Als Chassis kommt das mit dem Lummerland-Express eingeführte Chassis-Model zum Einsatz allerdings mit einer kleinen Anpassung bei den Eingängen: 4 Stück statt einem.

Und wie klingt Emma ?

Zu unserer eigenen Überraschung mussten wir nach dem ersten Prototyp der Emma feststellen, dass diese vom Klang sehr nahe am Original liegt. Bei einem direkten A/B Vergleich wird man zwangsweise gewisse klangliche Unterscheide insbesondere beim Übersteuerungsverhalten feststellen aber diese sind sehr gering. Möchte man es beziffern dürfte man bei geschätzten 90% 5E3 Sound ankommen aber nur bei der Verwendung einer ECC99 in der Endstufe und einer 12AY7 als Eingangsröhre! Auf alle Fälle bietet die Emma vollen Röhrensound sowie eine sehr große Spielfreude.

Bauteile

Einen ->Satz mit Bauteilen, sowie das passende ->Chassis (welches auch für andere Projekte dieser Art bestens geeignet ist) sowie Blenden gibt es im Shop.

Warnung !

Vorsicht beim Nachbau.

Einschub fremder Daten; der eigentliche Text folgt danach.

PR #14, opened 2022-04-06
7903146: TypeTranslator is no longer needed

mcimadamore:
Now that ValueLayout has carrier information attached, we no longer need to perform two separate visit on a function type, one to get a FunctionDescriptor and one to get a MethodType. We can just get a FunctionDescriptor and derive everything from there.

This patch applies several cleanups on OutputFactory, to flatten the code, and remove some spaghetti lambdas. It also drops the FunctionInfo/VarInfo abstraction, since now that we can derive most of the info from layouts, these do not seem to add much value.


src/main/java/org/openjdk/jextract/impl/HeaderFileBuilder.java
```diff
@@ -272,9 +277,12 @@ private String getConstantString(Class<?> type, Object value) {
                 buf.append("d");
             } else {
                 buf.append("Double.valueOf(\"");
-                buf.append(value.toString());
+                buf.append(value);
                 buf.append("\")");
             }
+        } else if (type == boolean.class) {
```
mcimadamore, line 283: This is a bug that was revealed by the cleanup: for boolean constants macros, we were using a "boolean" layout - but then we were dropping that information away, and just using byte as a carrier. That's because the Type -> Layout translation was subtly different from the Type -> Class one. Now that we only use a single translation, all these discrepancies are exposed.

sundararajana (approved):
LGTM

PR #17, opened 2022-04-07
Re-arrange test directory structure

mcimadamore:
Looking more at jextract tests, when we moved things in the standalone repo, few things went wrong. For instance, `TestSplit` cannot be executed right now, because it would need to be ran with some custom JDK properties. But since it's now part of a testng test structure, that is not possible.

We'd need to move TestSplit in a different folder, but if we do that we have a problem, in that TestSplit depends on the TestUtils and JextractToolRunner helpers.

This patch moves all the helper classes (JextractToolRunner, TestUtils, JextractAPITestBase) in the `testlib` package under the `test/lib` folder.

Then, this patch restructures the test folder, as follows:

* the `java` folder is renamed to `testng` - all testng test w/o jtreg header live here
* the `generator` folder is moved under a new folder called `jtreg`; under this new folder we find tests with regular jtreg header

With all this, we can now add a TEST.properties file under `test/testng` which contains a pointer to the lib folder that should be used by testng tests.

And, we can finally move TestSplit under `test/jtreg`, and add the jtreg test header we need to be able to run this correctly.

---------
### Progress

### Reviewing

Checkout this PR locally: \
`$ git fetch https://git.openjdk.java.net/jextract pull/17/head:pull/17` \
`$ git checkout pull/17`

`$ git checkout pull/17` \
`$ git pull https://git.openjdk.java.net/jextract pull/17/head`

</details>

Checkout this PR locally: \
`$ git pr checkout 17`

`$ git pr show -t 17`

</details>

<a href="https://git.openjdk.java.net/jextract/pull/17.diff">https://git.openjdk.java.net/jextract/pull/17.diff</a>

</details>


test/lib/testlib/JextractToolRunner.java
```diff
@@ -91,10 +87,9 @@ protected JextractToolRunner() {
 
     protected JextractToolRunner(Path input, Path output) {
          inputDir = (input != null) ? input :
-                Paths.get(System.getProperty("test.root", "."),
-                        "java", "org", "openjdk", "jextract", "test", "toolprovider");
+                Paths.get(System.getProperty("test.file")).getParent();
```
mcimadamore, line 90: This path is now independent from where tests are located

test/lib/testlib/JextractApiTestBase.java
```diff
@@ -36,14 +36,13 @@
...
+    protected static final boolean isMacOSX =
             System.getProperty("os.name", "unknown").contains("OS X");
-    static final boolean isWindows =
+    protected static final boolean isWindows =
             System.getProperty("os.name", "unknown").startsWith("Windows");
 
     public static  Declaration.Scoped parse(String headerFilename, String... parseOptions) {
-        Path header = Paths.get(System.getProperty("test.root", "."),
-                "java", "org", "openjdk", "jextract", "test", "api", headerFilename);
+        Path header = Paths.get(System.getProperty("test.file")).getParent().resolve(headerFilename);
```
mcimadamore, line 45: This path is now independent from where tests are located

sundararajana:
latest change looks good to me.

PR #18, opened 2022-04-11
7903154: jextract build fails on Windows

sundararajana:
Apart from quote issue for --add-options, @mcimadamore found that the verify target failed as well. "jextract.bat" has to be launched on Windows (instead of "jextract")


mcimadamore (approved):
clean/verify works well on Windows

PR #25, opened 2022-04-16
gradle buildscript improvements

danieljarabek:
Some improvements based on suggestions I made in an email [1]. Since then, the buildscript has a evolved quite a bit so some of my suggestions became obsolete or easier. This PR generally implements suggestions 2 and 3 from my email.

Use Gradle incremental builds and up to date checks:
- The `createJextractImage` and `createRuntimeImageForTest` tasks now use Gradle task input and ouputs to enable up to date checks.
- The cmake tasks could theoretically also have inputs and outputs added, however cmake has incremental builds already and these tasks are only run when running jtreg and take little time compared to the test suite.

I made a few minor style changes and fixed the comment on the jtreg task.

I would like feedback on one change, which is making the assemble task automatically run the jextractapp task to build a jextract binary. Do you think it is best if the assemble task automatically runs the verify task as well? Or should things just be left as they are and require running verify or jextractapp manually? For some brief insight into Gradle lifecycle tasks for those not familiar: The build task should build and test everything so it depends on assemble and check. The assemble task is responsible for building everything, it depends on jar in a default configuration. The check task is responsible for running tests. For more information see the Gradle docs [2].

[1] - https://mail.openjdk.java.net/pipermail/panama-dev/2022-March/016665.html
[2] - https://docs.gradle.org/current/userguide/base_plugin.html#sec:base_tasks

---------
### Progress
- [x] Change must be properly reviewed (no reviews required)

### Reviewers
 * [Maurizio Cimadamore](https://openjdk.java.net/census#mcimadamore) (@mcimadamore - Committer) ⚠️ Review applies to [7d71f4a8](https://git.openjdk.java.net/jextract/pull/25/files/7d71f4a855b10597ca5ff704031aaf379df468b5)

### Reviewing

Checkout this PR locally: \
`$ git fetch https://git.openjdk.java.net/jextract pull/25/head:pull/25` \
`$ git checkout pull/25`

`$ git checkout pull/25` \
`$ git pull https://git.openjdk.java.net/jextract pull/25/head`

</details>

Checkout this PR locally: \
`$ git pr checkout 25`

`$ git pr show -t 25`

</details>

<a href="https://git.openjdk.java.net/jextract/pull/25.diff">https://git.openjdk.java.net/jextract/pull/25.diff</a>

</details>


build.gradle
```diff
@@ -27,9 +27,6 @@ def clang_version = clang_versions[0]
 def jextract_app_dir = "$buildDir/jextract"
 def clang_include_dir = "${llvm_home}/lib/clang/${clang_version}/include"
 checkPath(clang_include_dir)
-def quote_jlink_opts = Os.isFamily(Os.FAMILY_WINDOWS)?
-        "\\\"--enable-native-access=org.openjdk.jextract\\\"" :
-        '"--enable-native-access=org.openjdk.jextract"';
```
sundararajana, line 32: global moved to place of use. looks good.

build.gradle
```diff
@@ -40,7 +37,7 @@ repositories {
 }
 
 compileJava {
-    options.compilerArgs.addAll(['--release', '18'])
+    options.release = 18
```
sundararajana, line 40: using property style rather passing option as string. looks fine

build.gradle
```diff
@@ -55,7 +52,17 @@ jar {
...
+    inputs.file(jar.archiveFile.get())
+    outputs.dir(jextract_app_dir)
+
+    def quote_jlink_opts = Os.isFamily(Os.FAMILY_WINDOWS)?
+        '\\"--enable-native-access=org.openjdk.jextract\\"' :
+        '"--enable-native-access=org.openjdk.jextract"'
+
+    doFirst {
+        delete(jextract_app_dir)
+    }
```
sundararajana, line 65: I didn't know about inputs/outputs of Exec task. I just checked that running verify without clean in between does not rebuild (after your change). So looks fine.

build.gradle
```diff
@@ -150,7 +169,7 @@ task cmakeBuild(type: Exec) {
     ]
 }
 
-// run jtreg tests. Note: needs jtreg_cmd variable set to point to the jtreg
+// run jtreg tests. Note: needs jtreg_home variable set to point to the jtreg
```
sundararajana, line 172: good catch :) That comment is relic of the past.

build.gradle
```diff
@@ -102,12 +112,21 @@ task verify(type: Exec) {
...
-    onlyIf { !new File("$buildDir/jextract-jdk-test-image").exists() }
+    def out_dir = "$buildDir/jextract-jdk-test-image"
+
+    // if these inputs or outputs change, gradle will rerun the task
+    inputs.file(jar.archiveFile.get())
+    outputs.dir(out_dir)
+
+    doFirst {
+        delete(out_dir)
+    }
```
sundararajana, line 123: similar inputs/outputs change. looks good.

build.gradle
```diff
@@ -90,6 +97,9 @@ task jextractapp() {
     dependsOn copyLibClang
 }
 
+// build the jextract image when the build or assemble task is run
+assemble.dependsOn(jextractapp)
+
```
sundararajana, line 102: Not sure of this change. Basically what we want is only three targets to use "clean", "verify" and "jtreg"

"verify" is for just create minimal jextract JDK image and run simple 'integration test' on it.
'jtreg' is for really running all tests

Note that we cannot use usual lifecycle of Gradle projects. Out tests are run a separate JDK image containing jextract tool in it - because this is how we expect users to deploy/use.

"verify" creates a minimal jextract image (which won't have compiler and other things needed for jtreg test run and so we create two JRE images) and runs a simple jextract on a simple test.h.

build.gradle
sundararajana: I am not a committer in this project. So, we've to wait for @mcimadamore for sponsoring the change anyway. I'd like him to review and sponsor. Thanks for your contribution @danieljarabek !

build.gradle
sundararajana: "jtreg" target requires additional toolset (cmake, C compiler, jtreg) at the user end. This is not the usual pure Java project "tests" which don't need any of these. Already "verify" doesn't depend on "jtreg" (verify is just build of jextract image + a simple integration test to extract a test.h). "jtreg" perhaps can skip the "project jextract image" + "integration test" step. i.e., after jar straight build test JDK image with jextract and run all jextract tests. But, not sure how much is saved by that.

danieljarabek: To me at least, it would make sense for the "build" task to create the final artifact designed for users. This help would avoid confusion from people who didn't fully read the README, and try to simply run the "build" task (then try to run the jar in build/libs or otherwise do something incorrect/unsupported). Perhaps it may even be best to print a message announcing the correct location of the final artifact since developers familiar with gradle may assume that it just builds a executable jar like most projects. However I also understand how this project doesn't fully fit into the gradle build lifecycle. I'll leave it up to you two to decide what we want the final build process to look like. I'm happy to implement whatever approach you decide on in this PR.

mcimadamore: At the moment it is:

build -> build the jextract classes
verify -> build jextract image and run small integration test - depends on build
jtreg -> run all jtreg tests - depends on verify

Now, we don't want "jtreg" be part of the build pipeline, because running tests require setting up compilation of native libraries, which might not be possible for users. 

That said, on "verify" we're more flexible. I think another good stacking could be:

build -> build the jextract classes and image
verify -> run small integration test - depends on build
jtreg -> run all jtreg tests - depends on verify

This means that doing `gradle build` (which is probably what majority of users will reach out for first) will produce something useful.

danieljarabek: This change currently implements the second stacking you propose (with the minor detail of assemble depending on jextractapp since build depends on assemble by default). Is this acceptable or should I revert this change?

mcimadamore: I've tried out this patch, and I confirm that it behaves as described (e.g. second stacking). I had an offline discussion with @sundararajana who is also ok with this change. This can go ahead IMHO. I will approve.

danieljarabek:
/integrate

Thank You! I hope to make more contributions in the future to jextract and other OpenJDK projects.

Auch wenn dieser Verstärker nicht viel Leistung hat so arbeitet er dennoch mit Spannungen die Gefahr für Haut und Haar darstellen können, weshalb sich dieser Verstärker NICHT als Anfängerprojekt eignet !
Das Lesen und Verstehen von Schaltplänen, der Umgang mit Meßgeräten sowie grundlegenden Erfahrungen mit Spannungen über 60 V sollten als Voraussetzung für den erfolgreichen Auf- und Nachbau vorhanden sein.